Instructions to follow — Reproduce the entries below in full and without error.

Stored data entries:

PR #484, opened 2018-04-26
Set minimum x11-dl version to include Z

branan:
Without this pin, an existing cargo.lock for an older winit will not
update the x11-dl dependency, and thus will select a version that is
missing required new XIM features.

### DIFF
--- a/Cargo.toml
+++ b/Cargo.toml
@@ -48,5 +48,5 @@ wayland-client = { version = "0.12.0", features = ["dlopen"] }
 wayland-protocols = { version = "0.12.0", features = ["unstable_protocols"] }
 wayland-kbd = "0.13.0"
 wayland-window = "0.13.0"
-x11-dl = "2.17"
+x11-dl = "2.17.5"
 percent-encoding = "1.0"


francesca64:
Thanks! This is definitely a good idea. However, shouldn't it be `=2.17.5`? It looks like cargo normally ignores the patch number completely: rust-lang/cargo#1418

When I tested this locally, it wouldn't pull in the new version. Constraining with `=` made it work. You should double check what I'm saying, though.

@Daggerbot in the future, could you please follow semver more closely? Cargo seems to make assumptions wrt semver.

branan:
That issue is related to Cargo pulling in a newer version of a package when you specify an older one, which is the [documented behavior](https://doc.rust-lang.org/cargo/reference/specifying-dependencies.html). It doesn't totally ignore Zs, it just treats them as a minimum. I don't see any reason to hard-pin to a specific Z here - we just want to be sure that winit is on a new enough version to include the bits it needs.

In my local testing this behaved correctly. I just rolled back to my pre-winit-update commit and tried the process again, to be sure nothing else I did accidentally fixed it

* Update my app to point to local winit with this patch
* Update my local vulkano to point to winit with this patch
* Build app - fails to compile due to the Closed/CloseRequested change
* Check Cargo.toml - It does contain the updated x11-dl as expected \o/

francesca64:
Alright, I tried again, and it works as expected. I'm not sure what I was doing wrong the first time.

branan:
Thanks! Please let me know when this fix is released so I can update vulkano-rs/vulkano#953

francesca64:
Do you want a release now? While I'll feel slightly embarrassed to need to release 0.13.1 a day after 0.13.0, it seems like the best thing to do.

branan:
I'm not in any rush, personally. I've got my local environment sorted.

That said, I think it's good to keep the ecosystem as up-to-date as possible, and I think 0.13.1 is necessary for that. Adding 0.13.0 dependencies to other crates is just going to cause trouble for people. It's up to you how urgent that is for your release schedule, though ¯\\\_(ツ)_/¯

francesca64:
Well, I want to get winit 0.13 in as many hands as possible, so here we go: #486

Expected answer —
PR #484, opened 2018-04-26
Set minimum x11-dl version to include Z

branan:
Without this pin, an existing cargo.lock for an older winit will not
update the x11-dl dependency, and thus will select a version that is
missing required new XIM features.

### DIFF
--- a/Cargo.toml
+++ b/Cargo.toml
@@ -48,5 +48,5 @@ wayland-client = { version = "0.12.0", features = ["dlopen"] }
 wayland-protocols = { version = "0.12.0", features = ["unstable_protocols"] }
 wayland-kbd = "0.13.0"
 wayland-window = "0.13.0"
-x11-dl = "2.17"
+x11-dl = "2.17.5"
 percent-encoding = "1.0"


francesca64:
Thanks! This is definitely a good idea. However, shouldn't it be `=2.17.5`? It looks like cargo normally ignores the patch number completely: rust-lang/cargo#1418

When I tested this locally, it wouldn't pull in the new version. Constraining with `=` made it work. You should double check what I'm saying, though.

@Daggerbot in the future, could you please follow semver more closely? Cargo seems to make assumptions wrt semver.

branan:
That issue is related to Cargo pulling in a newer version of a package when you specify an older one, which is the [documented behavior](https://doc.rust-lang.org/cargo/reference/specifying-dependencies.html). It doesn't totally ignore Zs, it just treats them as a minimum. I don't see any reason to hard-pin to a specific Z here - we just want to be sure that winit is on a new enough version to include the bits it needs.

In my local testing this behaved correctly. I just rolled back to my pre-winit-update commit and tried the process again, to be sure nothing else I did accidentally fixed it

* Update my app to point to local winit with this patch
* Update my local vulkano to point to winit with this patch
* Build app - fails to compile due to the Closed/CloseRequested change
* Check Cargo.toml - It does contain the updated x11-dl as expected \o/

francesca64:
Alright, I tried again, and it works as expected. I'm not sure what I was doing wrong the first time.

branan:
Thanks! Please let me know when this fix is released so I can update vulkano-rs/vulkano#953

francesca64:
Do you want a release now? While I'll feel slightly embarrassed to need to release 0.13.1 a day after 0.13.0, it seems like the best thing to do.

branan:
I'm not in any rush, personally. I've got my local environment sorted.

That said, I think it's good to keep the ecosystem as up-to-date as possible, and I think 0.13.1 is necessary for that. Adding 0.13.0 dependencies to other crates is just going to cause trouble for people. It's up to you how urgent that is for your release schedule, though ¯\\\_(ツ)_/¯

francesca64:
Well, I want to get winit 0.13 in as many hands as possible, so here we go: #486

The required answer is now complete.